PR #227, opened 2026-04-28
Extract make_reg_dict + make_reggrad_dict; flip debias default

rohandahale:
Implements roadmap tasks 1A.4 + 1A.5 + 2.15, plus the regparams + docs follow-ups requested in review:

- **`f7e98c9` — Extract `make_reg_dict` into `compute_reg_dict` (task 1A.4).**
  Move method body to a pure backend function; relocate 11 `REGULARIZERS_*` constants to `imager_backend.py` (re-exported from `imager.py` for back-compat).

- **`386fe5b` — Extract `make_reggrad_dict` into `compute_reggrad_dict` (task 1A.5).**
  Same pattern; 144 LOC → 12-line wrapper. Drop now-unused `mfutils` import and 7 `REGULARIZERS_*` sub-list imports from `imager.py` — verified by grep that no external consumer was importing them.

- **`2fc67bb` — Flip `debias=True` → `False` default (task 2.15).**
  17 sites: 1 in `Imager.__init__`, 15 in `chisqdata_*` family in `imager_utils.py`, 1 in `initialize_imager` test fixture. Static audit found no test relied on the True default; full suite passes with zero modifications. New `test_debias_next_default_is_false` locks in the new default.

****************

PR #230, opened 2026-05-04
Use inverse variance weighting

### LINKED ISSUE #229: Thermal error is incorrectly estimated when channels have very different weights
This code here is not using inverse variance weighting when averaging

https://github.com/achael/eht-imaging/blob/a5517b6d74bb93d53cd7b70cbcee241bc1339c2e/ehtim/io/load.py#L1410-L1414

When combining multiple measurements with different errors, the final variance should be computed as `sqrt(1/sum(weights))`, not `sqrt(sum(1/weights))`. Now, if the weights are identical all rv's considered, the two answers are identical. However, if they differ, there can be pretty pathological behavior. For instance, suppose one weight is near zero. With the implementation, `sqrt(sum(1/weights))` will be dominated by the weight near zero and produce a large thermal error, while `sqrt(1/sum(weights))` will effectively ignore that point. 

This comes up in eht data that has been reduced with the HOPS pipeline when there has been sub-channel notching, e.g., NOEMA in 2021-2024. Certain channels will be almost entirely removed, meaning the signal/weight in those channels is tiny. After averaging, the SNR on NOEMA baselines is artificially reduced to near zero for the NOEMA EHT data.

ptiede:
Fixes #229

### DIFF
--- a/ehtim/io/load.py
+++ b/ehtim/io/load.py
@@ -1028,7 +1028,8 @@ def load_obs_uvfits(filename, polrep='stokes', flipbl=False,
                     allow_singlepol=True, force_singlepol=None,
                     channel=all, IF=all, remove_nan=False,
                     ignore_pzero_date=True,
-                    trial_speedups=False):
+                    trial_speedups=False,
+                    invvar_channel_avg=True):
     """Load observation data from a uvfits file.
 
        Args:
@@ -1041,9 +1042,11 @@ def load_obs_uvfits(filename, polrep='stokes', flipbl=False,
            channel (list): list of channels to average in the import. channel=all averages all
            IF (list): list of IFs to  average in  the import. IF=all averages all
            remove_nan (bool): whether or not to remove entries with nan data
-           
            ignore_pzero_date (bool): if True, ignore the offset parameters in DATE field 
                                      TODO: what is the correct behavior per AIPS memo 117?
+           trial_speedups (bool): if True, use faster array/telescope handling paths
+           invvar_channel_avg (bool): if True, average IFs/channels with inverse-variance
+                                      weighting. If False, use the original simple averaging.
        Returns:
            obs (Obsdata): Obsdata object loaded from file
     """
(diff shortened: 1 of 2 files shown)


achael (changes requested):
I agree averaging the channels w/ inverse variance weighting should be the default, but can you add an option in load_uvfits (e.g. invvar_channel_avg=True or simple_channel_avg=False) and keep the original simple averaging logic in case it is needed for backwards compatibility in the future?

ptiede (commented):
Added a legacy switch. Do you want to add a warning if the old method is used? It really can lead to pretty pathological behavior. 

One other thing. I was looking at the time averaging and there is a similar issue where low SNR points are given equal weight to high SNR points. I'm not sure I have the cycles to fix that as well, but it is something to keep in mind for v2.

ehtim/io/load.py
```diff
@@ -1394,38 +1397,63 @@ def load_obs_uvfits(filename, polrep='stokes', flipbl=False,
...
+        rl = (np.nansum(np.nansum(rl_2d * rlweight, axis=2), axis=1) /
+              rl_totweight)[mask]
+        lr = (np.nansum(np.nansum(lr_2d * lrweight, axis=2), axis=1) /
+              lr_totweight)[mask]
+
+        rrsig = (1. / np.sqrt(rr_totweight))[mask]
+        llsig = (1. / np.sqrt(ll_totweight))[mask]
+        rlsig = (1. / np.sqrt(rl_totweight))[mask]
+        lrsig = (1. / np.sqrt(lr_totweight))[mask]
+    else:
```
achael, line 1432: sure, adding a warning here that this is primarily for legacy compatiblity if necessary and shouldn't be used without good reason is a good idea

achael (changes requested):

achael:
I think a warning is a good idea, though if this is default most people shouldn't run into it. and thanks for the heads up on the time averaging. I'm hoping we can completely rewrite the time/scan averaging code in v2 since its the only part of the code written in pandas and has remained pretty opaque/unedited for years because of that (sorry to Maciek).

****************

▶ [REQUIRED WORK] Look for the word "will". Copy out every line of the data that has it.

▶ [EXPECTED OUTPUT]
When combining multiple measurements with different errors, the final variance should be computed as `sqrt(1/sum(weights))`, not `sqrt(sum(1/weights))`. Now, if the weights are identical all rv's considered, the two answers are identical. However, if they differ, there can be pretty pathological behavior. For instance, suppose one weight is near zero. With the implementation, `sqrt(sum(1/weights))` will be dominated by the weight near zero and produce a large thermal error, while `sqrt(1/sum(weights))` will effectively ignore that point. 
This comes up in eht data that has been reduced with the HOPS pipeline when there has been sub-channel notching, e.g., NOEMA in 2021-2024. Certain channels will be almost entirely removed, meaning the signal/weight in those channels is tiny. After averaging, the SNR on NOEMA baselines is artificially reduced to near zero for the NOEMA EHT data.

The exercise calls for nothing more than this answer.